> [Task]:
Each line of the records that holds "progress" should be shown in full.

[Stored data]

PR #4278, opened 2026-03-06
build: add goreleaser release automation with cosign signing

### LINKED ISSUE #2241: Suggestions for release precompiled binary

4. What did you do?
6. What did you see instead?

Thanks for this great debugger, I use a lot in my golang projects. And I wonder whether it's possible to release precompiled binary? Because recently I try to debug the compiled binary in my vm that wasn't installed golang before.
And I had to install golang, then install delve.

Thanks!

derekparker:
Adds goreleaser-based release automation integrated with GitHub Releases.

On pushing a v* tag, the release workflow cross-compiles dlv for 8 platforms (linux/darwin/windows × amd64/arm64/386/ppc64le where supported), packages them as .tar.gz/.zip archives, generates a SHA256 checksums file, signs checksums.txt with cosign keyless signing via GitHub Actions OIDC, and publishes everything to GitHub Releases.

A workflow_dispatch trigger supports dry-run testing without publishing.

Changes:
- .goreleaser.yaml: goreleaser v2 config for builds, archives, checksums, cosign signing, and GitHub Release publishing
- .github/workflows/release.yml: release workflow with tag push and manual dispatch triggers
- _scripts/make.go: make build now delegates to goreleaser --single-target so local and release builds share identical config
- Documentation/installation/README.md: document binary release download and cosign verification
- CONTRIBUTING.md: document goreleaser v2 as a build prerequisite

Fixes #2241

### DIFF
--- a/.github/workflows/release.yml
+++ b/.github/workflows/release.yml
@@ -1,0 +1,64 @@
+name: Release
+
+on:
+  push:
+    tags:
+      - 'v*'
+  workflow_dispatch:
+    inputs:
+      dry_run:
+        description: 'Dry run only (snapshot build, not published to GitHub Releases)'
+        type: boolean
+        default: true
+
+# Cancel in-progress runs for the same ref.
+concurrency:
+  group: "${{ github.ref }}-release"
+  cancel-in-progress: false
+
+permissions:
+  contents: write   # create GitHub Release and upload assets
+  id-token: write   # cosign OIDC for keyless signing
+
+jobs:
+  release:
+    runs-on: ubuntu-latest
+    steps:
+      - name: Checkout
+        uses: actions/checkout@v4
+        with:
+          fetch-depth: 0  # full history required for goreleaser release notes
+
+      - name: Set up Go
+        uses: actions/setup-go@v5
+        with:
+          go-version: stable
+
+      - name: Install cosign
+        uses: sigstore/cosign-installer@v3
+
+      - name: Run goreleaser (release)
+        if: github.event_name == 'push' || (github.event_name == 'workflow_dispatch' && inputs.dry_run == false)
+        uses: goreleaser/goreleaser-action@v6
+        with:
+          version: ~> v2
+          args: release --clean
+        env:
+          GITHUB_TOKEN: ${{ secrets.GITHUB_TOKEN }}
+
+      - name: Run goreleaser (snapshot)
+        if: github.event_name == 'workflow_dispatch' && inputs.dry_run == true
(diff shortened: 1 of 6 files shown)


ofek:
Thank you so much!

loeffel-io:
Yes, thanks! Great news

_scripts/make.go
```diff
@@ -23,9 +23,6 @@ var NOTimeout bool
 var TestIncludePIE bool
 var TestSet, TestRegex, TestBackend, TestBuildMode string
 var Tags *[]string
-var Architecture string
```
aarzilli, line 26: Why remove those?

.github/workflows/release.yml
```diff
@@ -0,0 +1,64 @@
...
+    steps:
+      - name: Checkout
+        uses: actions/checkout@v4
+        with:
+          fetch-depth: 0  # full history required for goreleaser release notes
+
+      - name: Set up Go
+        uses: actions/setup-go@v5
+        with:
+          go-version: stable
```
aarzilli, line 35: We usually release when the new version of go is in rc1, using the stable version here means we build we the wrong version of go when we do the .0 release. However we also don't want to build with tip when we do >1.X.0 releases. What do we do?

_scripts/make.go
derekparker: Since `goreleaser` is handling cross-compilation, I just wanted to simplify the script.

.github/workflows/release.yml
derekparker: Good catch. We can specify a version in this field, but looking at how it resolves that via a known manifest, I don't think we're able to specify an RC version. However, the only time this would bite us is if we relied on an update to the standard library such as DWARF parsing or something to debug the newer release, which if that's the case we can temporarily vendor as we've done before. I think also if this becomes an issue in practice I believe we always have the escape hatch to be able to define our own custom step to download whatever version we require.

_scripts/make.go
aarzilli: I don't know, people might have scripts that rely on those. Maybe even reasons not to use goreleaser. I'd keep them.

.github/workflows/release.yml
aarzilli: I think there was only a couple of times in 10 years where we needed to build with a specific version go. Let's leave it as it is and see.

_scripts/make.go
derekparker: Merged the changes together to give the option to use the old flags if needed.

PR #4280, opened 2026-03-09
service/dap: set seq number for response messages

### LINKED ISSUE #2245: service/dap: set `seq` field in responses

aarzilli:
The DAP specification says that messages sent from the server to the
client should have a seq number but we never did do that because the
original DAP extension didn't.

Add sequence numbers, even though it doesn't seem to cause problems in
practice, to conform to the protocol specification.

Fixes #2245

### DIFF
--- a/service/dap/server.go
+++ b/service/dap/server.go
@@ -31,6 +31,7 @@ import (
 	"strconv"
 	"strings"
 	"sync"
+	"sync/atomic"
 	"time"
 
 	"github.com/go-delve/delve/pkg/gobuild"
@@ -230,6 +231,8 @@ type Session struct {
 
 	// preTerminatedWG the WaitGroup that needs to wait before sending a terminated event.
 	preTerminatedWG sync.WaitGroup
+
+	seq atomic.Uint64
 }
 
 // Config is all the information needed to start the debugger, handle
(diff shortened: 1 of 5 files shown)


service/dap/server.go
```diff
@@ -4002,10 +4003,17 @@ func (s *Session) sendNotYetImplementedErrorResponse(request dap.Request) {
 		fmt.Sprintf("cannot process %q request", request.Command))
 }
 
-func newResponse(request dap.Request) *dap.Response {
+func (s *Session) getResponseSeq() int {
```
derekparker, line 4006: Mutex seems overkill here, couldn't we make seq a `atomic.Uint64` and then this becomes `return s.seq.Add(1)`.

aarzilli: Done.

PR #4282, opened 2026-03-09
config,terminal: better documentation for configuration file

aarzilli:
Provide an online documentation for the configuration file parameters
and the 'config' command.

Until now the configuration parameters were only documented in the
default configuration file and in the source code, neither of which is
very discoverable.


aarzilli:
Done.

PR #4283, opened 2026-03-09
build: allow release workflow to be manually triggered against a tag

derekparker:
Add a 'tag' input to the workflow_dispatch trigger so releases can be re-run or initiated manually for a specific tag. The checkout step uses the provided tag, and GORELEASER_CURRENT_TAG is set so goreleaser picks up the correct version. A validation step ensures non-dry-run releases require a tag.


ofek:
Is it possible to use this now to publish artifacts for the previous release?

> [Problem solution]:
+# Cancel in-progress runs for the same ref.
+  cancel-in-progress: false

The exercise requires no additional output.